Bilateral and regional FTA agreements have been a mixed bag for the Middle
East clothing and textile sector. Turkey has benefited greatly from its formal
membership applicant status with the EU (a customs union has been in place
since 1995), as well as bilateral trade agreements with Syria and Egypt, where
the Turkish sector is sinking money into both countries to establish factories.
For Turkey this cuts overheads and allows manufacturers to export products
from Syria to Europe with ‘Made in Turkey’ labels. In Egypt, where there are
some 200 Turkish-owned factories, this allows manufacturers to utilise Egypt’s
FTA with the US, which allows goods from Egyptian economic zones to enter
the US duty-free.
“For the EU there is an advantage to export finished goods, but for me, I don’t
feel the usefulness of this Euro-Med agreement,” said Charles Arbid, vice
president of the Association of Lebanese Industrialists.
He claimed free trade has also not benefited much of the clothing sector in the
Arab Middle East, with the exception of retailers. “China has benefited, but not
the Arabs,” said Mezannar, citing the problem of dumped goods from the Far
East.
However, trade statistics are not so gloomy. The end of the WTO’s Agreement
on Textiles and Clothing and the subsequent disappearance of import quotas
among member states from 2005 has been a boon for Arab nations,
particularly for Tunisia, Turkey, Egypt, Morocco and Jordan, which saw exports
to the EU in 2007 increase around 20% on 2006 figures.
The recently created Gulf Cooperation Council Common Market could also
boost Arab clothing manufacturers and retailers, with barriers to be removed
as the GCC moves towards an EU-style policy of freedom of movement of
goods.
South Africa
The introduction of four bilateral and regional trade agreements since the turn
of the century have had a mixed effect on South Africa’s clothing and textile
exports over the past seven years, according to industry experts.
Statistics for the period show that despite the abolition of a wide range of
textiles and clothing tariffs for lines traded between South Africa and its
neighbouring countries, as well as the EU and the US, exports in the former
category have risen moderately while the latter have fallen dramatically.
The South African government had hoped that signing the March 2001 Africa
Growth and Opportunity Act (AGOA) with the US, the January 2000 FTA with
the EU, and the September 2000 Southern African Development Community
trade protocol would actually increase exports.
However, according to the country’s Textile Federation, while last year’s South
African textiles exports amounted to US$562.6m compared to US$392m in
2001, exports of clothing fell, being recorded at US$95.6m in 2007 compared
to US$222.4m in 2001.
The problem, said Textiles Federation spokesman Brian Brink, was that while
his industry had indeed benefited from South Africa’s trade agreements, the
fluctuating nature of the South African rand compared to the US dollar had
weakened the competitiveness of exports, even as their prices were reduced
through the removal of duties.
“There have been some advances in terms of greater exports under these
agreements, especially under AGOA, but when the rand strengthened
between 2003 and 2007 our competitive edge was taken away,” he said.
“Although exports of apparel from South Africa to the US did grow 38% in the
first year after the introduction of AGOA in 2001, export growth was limited by
the restrictive rules of origin.

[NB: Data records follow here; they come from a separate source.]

PR #706, opened 2026-08-02
Fix unreachableDefinitions gating on declareExternallyReferenced

### LINKED ISSUE #652: unreachableDefinitions doesn't work without declareExternallyReferenced
I have many schema files, some of which contain multiple schemas through $defs

i.e.

```
{
  "$defs": {
    "CreateThingRequestBody": {
      "type": "object",
      "properties": {
        "title": {
          "type": "string"
        }
      }
    },

    "CreateThingResponseBody": {
      "properties": {
        "thing": {
          "$ref": "/schemas/entities/thing.schema.json"
        }
      },
      "additionalProperties": false
    }
  }
}
```

From the above file, I'd like to be able to generate a type for `CreateThingRequestBody` and `CreateThingResponseBody` without redeclaring the type for `Thing`

My script goes through my schemas file by file, so I want `Thing` to only be generated when it gets to `/schemas/entities/thing.schema.json`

Once buyers realised the limitations, their interest
declined,” he explained, before adding that currency volatility was also an
added factor.
But Dr Ron Sundry, a senior research fellow at the Trade Law Centre for South
Africa said there were also other reasons for the industries ongoing problems.
“Our regional agreements are a joke really. South Africa signed up – to drop its
tariffs – early as a sign of good faith. But many of the other countries, like
Angola, DRC [the Democratic Republic of the Congo] and Zimbabwe, are so
messed up they have been unable or unwilling to follow suit.
“But the real problem is why can Asian producers expand and South African
ones cannot? The answer is productivity. We are not as productive as other
countries and until we get that right we will remain behind,” he concluded.